[Stored data]
○ ○ ○ ○
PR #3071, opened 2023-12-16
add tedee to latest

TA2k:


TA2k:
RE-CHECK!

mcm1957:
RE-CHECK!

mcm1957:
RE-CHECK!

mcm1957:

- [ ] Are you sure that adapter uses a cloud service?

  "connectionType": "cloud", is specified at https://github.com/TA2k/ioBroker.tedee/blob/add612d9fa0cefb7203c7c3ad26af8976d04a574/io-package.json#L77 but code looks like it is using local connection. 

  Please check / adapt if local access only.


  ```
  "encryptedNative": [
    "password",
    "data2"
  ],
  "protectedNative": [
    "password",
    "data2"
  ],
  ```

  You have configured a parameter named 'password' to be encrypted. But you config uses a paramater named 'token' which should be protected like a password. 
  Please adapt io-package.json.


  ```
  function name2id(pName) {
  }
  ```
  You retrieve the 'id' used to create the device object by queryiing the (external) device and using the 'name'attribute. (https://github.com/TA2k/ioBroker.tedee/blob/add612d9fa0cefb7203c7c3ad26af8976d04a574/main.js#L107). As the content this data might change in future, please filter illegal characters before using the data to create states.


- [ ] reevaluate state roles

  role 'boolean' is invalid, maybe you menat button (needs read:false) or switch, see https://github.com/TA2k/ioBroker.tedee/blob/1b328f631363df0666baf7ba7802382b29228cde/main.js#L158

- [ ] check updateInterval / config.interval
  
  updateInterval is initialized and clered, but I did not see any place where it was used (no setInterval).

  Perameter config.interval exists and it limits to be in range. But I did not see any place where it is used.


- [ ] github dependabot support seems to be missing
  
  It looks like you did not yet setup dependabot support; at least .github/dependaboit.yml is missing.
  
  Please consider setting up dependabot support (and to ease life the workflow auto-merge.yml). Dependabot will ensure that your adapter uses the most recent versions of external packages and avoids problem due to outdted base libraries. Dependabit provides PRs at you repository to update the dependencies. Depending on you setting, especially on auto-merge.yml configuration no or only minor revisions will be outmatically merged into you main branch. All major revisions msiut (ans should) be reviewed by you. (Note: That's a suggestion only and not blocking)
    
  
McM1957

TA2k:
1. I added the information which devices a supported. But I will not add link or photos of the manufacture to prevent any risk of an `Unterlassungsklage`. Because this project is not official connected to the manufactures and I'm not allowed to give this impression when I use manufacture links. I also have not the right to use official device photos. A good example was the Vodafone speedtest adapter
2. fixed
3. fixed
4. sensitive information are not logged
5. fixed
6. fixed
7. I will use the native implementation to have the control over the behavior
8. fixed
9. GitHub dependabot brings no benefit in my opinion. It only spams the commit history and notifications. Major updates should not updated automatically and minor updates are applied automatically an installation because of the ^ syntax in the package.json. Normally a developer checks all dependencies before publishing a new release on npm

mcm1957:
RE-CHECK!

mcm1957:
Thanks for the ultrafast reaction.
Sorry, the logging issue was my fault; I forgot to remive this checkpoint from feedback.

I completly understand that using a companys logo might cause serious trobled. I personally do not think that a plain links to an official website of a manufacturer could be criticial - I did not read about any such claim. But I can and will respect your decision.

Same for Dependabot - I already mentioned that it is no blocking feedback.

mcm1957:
○ ○ ○ ○
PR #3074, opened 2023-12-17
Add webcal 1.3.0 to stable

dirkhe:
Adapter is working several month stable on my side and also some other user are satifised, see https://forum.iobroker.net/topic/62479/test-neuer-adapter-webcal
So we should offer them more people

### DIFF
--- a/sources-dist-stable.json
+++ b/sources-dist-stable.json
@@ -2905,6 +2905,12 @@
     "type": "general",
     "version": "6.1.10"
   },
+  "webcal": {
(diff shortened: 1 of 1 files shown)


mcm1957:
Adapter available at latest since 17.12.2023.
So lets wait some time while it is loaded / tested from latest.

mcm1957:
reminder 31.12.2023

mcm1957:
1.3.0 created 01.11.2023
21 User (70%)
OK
○ ○ ○ ○
From the line that has "It looks like" through the line that has "I completly understand", copy every line exactly as it appears above, and leave out all others.

Answer for the task:
  It looks like you did not yet setup dependabot support; at least .github/dependaboit.yml is missing.
  
  Please consider setting up dependabot support (and to ease life the workflow auto-merge.yml). Dependabot will ensure that your adapter uses the most recent versions of external packages and avoids problem due to outdted base libraries. Dependabit provides PRs at you repository to update the dependencies. Depending on you setting, especially on auto-merge.yml configuration no or only minor revisions will be outmatically merged into you main branch. All major revisions msiut (ans should) be reviewed by you. (Note: That's a suggestion only and not blocking)
    
  
McM1957

TA2k:
1. I added the information which devices a supported. But I will not add link or photos of the manufacture to prevent any risk of an `Unterlassungsklage`. Because this project is not official connected to the manufactures and I'm not allowed to give this impression when I use manufacture links. I also have not the right to use official device photos. A good example was the Vodafone speedtest adapter
2. fixed
3. fixed
4. sensitive information are not logged
5. fixed
6. fixed
7. I will use the native implementation to have the control over the behavior
8. fixed
9. GitHub dependabot brings no benefit in my opinion. It only spams the commit history and notifications. Major updates should not updated automatically and minor updates are applied automatically an installation because of the ^ syntax in the package.json. Normally a developer checks all dependencies before publishing a new release on npm

mcm1957:
RE-CHECK!

mcm1957:
Thanks for the ultrafast reaction.
Sorry, the logging issue was my fault; I forgot to remive this checkpoint from feedback.

I completly understand that using a companys logo might cause serious trobled. I personally do not think that a plain links to an official website of a manufacturer could be criticial - I did not read about any such claim. But I can and will respect your decision.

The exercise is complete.